Most articles about perpetual contracts explain what they are.
This one assumes you know. Let's talk about what makes the difference between a perp platform that works for serious traders and one that looks good until it matters.
The liquidity source
Nika's perps are powered by Hyperliquid's and Ostium’s infrastructure — which means you're accessing one of the deepest onchain order books in existence. This isn't a synthetic liquidity pool with artificial depth. It's real liquidity, real price discovery, and funding rates that settle every hour — more frequently than most platforms, which means tighter alignment between the perp price and spot, and fewer nasty surprises when you're holding a position overnight.
The mark price Hyperliquid and Ostium use for liquidations is an aggregated value drawing on both external CEX data and internal book state. In plain language: you don't get liquidated because a whale briefly spiked a thin order book. The liquidation price reflects the real market, not a momentary anomaly.
The account structure
This one matters more than most people realize.
Your perps balance on Nika is completely separate from everything else. Your spot holdings, your yield positions, your staked assets — none of them are exposed to a perp liquidation. If a trade goes wrong, it goes wrong in isolation.
This is not how most platforms work.

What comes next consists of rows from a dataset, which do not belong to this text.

PR #150, opened 2018-09-24
Implement docker_image meta information

josefkarasek:
(cherry picked from commit 456315f5c21ff3db7e8822bc4741f7fe8b9576e1)

PR #151, opened 2018-09-24
[v0.12] detect metadata source

josefkarasek:


josefkarasek:
depends on #150

README.md
```diff
@@ -44,21 +44,33 @@ This must used named capture groups for `container_name`, `pod_name` & `namespac
...
 * `de_dot_separator` - separator to use if `de_dot` is enabled (default: `_`)
-* `use_journal` - If false (default), messages are expected to be formatted and tagged as if read by the fluentd in\_tail plugin with wildcard filename.  If true, messages are expected to be formatted as if read from the systemd journal.  The `MESSAGE` field has the full message.  The `CONTAINER_NAME` field has the encoded k8s metadata (see below).  The `CONTAINER_ID_FULL` field has the full container uuid.  This requires docker to use the `--log-driver=journald` log driver.
+* *DEPRECATED* `use_journal` - If false, messages are expected to be formatted and tagged as if read by the fluentd in\_tail plugin with wildcard filename.  If true, messages are expected to be formatted as if read from the systemd journal.  The `MESSAGE` field has the full message.  The `CONTAINER_NAME` field has the encoded k8s metadata (see below).  The `CONTAINER_ID_FULL` field has the full container uuid.  This requires docker to use the `--log-driver=journald` log driver.  If unset (the default), the plugin will use the `CONTAINER_NAME` and `CONTAINER_ID_FULL` fields
```
jcantrill: @richm is this even `DEPRECATED` if we are 'agnostic' of the source?  Is it needed?

lib/fluent/plugin/filter_kubernetes_metadata.rb
```diff
@@ -253,94 +251,95 @@ def log.trace?
...
+      time_key = @time_fields.detect{ |ii| record.has_key?(ii) }
+      time = record[time_key]
+      if time.nil? || time.chop.empty?
+        return internal_time
       end
-
-      es.each do |time, record|
-        record = record.merge(Marshal.load(Marshal.dump(metadata))) if metadata
-        new_es.add(time, record)
+      if time_key == '_SOURCE_REALTIME_TIMESTAMP' || time_key == '__REALTIME_TIMESTAMP'
```
jcantrill: `if ['_SOURCE_REALTIME_TIMESTAMP','__REALTIME_TIMESTAMP']`.include?(time_key)`

and that array could be reused in the other code bit that pushes them onto an array:  `source.concat(other)`

lib/fluent/plugin/filter_kubernetes_metadata.rb
```diff
@@ -253,94 +251,95 @@ def log.trace?
...
+        if tag_match_data && tag_metadata.nil?
+          tag_metadata = get_metadata_for_record(tag_match_data['namespace'], tag_match_data['pod_name'], tag_match_data['container_name'],
+            tag_match_data['docker_id'], create_time_from_record(record, time), batch_miss_cache)
+        end
+        metadata = Marshal.load(Marshal.dump(tag_metadata)) if tag_metadata
+        if (@use_journal || @use_journal.nil?) &&
+          (j_metadata = get_metadata_for_journal_record(record, time, batch_miss_cache))
+          metadata = j_metadata
+        end
+        if @lookup_from_k8s_field && record.has_key?('kubernetes') && record.has_key?('docker') &&
```
jcantrill: I don't understand why the record would ever have any of the information populated.   We use the various regex to pull the basic info from either the file path or journal and add them to  the record.  I would expect we still need to do that here.  Did we change something such that records now already include namespace, pod name, container id, and container name?  Was there a change to modify a parser?

README.md
```diff
@@ -44,21 +44,33 @@ This must used named capture groups for `container_name`, `pod_name` & `namespac
...
 * `annotation_match` - Array of regular expressions matching annotation field names. Matched annotations are added to a log record.
 * `allow_orphans` - Modify the namespace and namespace id to the values of `orphaned_namespace_name` and `orphaned_namespace_id`
 when true (default: `true`)
 * `orphaned_namespace_name` - The namespace to associate with records where the namespace can not be determined (default: `.orphaned`)
 * `orphaned_namespace_id` - The namespace id to associate with records where the namespace can not be determined (default: `orphaned`)
+* `lookup_from_k8s_field` - If the field `kubernetes` is present, lookup the metadata from the given subfields such as `kubernetes.namespace_name`, `kubernetes.pod_name`, etc.  This allows you to avoid having to pass in metadata to lookup in an explicitly formatted tag name or in an explicitly formatted `CONTAINER_NAME` value.  For example, set `kubernetes.namespace_name`, `kubernetes.pod_name`, `kubernetes.container_name`, and `docker.id` in the record, and the filter will fill in the rest. (default: `true`)
```
jcantrill: Along with my other comment, I don't know under what conditions these fields would ever be populated from an incoming record since this plugin adds them based on the file path or journal info.

README.md
richm: There may be a use case for the user to force `use_journal true` if the user 1) knows for a fact that journal will be used and 2) needs every jif of extra processing

lib/fluent/plugin/filter_kubernetes_metadata.rb
richm: The point is that this plugin should only know how to look up pod and namespace metadata given a pod name, namespace name, container name.  Why should this plugin have deep knowledge of the container log file format or the CONTAINER_NAME format?  That information could be extracted elsewhere, and passed into this filter plugin via `kubernetes.namespace_name`, etc.

README.md
richm: see above

lib/fluent/plugin/filter_kubernetes_metadata.rb
jcantrill: Agree. but thats now how it works.  Does it come in via a parser? ... and its metadata... the most basic metadata available which is the point of the plugin.  is it unreasonable to suggest it figures it out.  or...  again... is that the 'parser' that does that?

richm: The data could come in via a parser - you could use a record_transformer to parse out the fields from the tag or CONTAINER_NAME - in fact we already do something like this in the mux case, where we parse the incoming tag, then convert it to CONTAINER_NAME for the sole purpose of having the metadata in the right format for the k8s filter plugin - https://github.com/openshift/origin-aggregated-logging/blob/master/fluentd/configs.d/input-post-forward-mux.conf#L30

jcantrill: So we are writing this code in anticipation of some 'upstream' bit in the pipeline being able to provide that information?

richm: yes - I would be able to take advantage of it immediately in mux

jcantrill:
published in https://rubygems.org/gems/fluent-plugin-kubernetes_metadata_filter/versions/1.2.1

Most platforms pool your collateral, meaning a bad perp position can theoretically eat into assets you never intended to risk. Nika's architecture prevents that by design.
The order types
Beyond the basics — market, limit, stop market, stop limit — Nika gives you two tools that separate serious setups from retail ones.
TWAP (Time-Weighted Average Price) breaks a large order into pieces executed every 30 seconds over a timeframe you define. Randomize mode varies the size and timing of each suborder, making your execution less predictable to bots hunting patterns. If you're moving size, this is how you do it without telegraphing every move.
Scale orders let you place a series of limit orders across a defined price range automatically. DCA into a position without clicking thirty times. Ladder out of a trade without timing every exit manually.
The margin mechanics
Cross margin pools collateral across all your cross-margin positions — maximum capital efficiency, but your positions share risk. Isolated margin rings-fences a single position — if it gets liquidated, nothing else is touched.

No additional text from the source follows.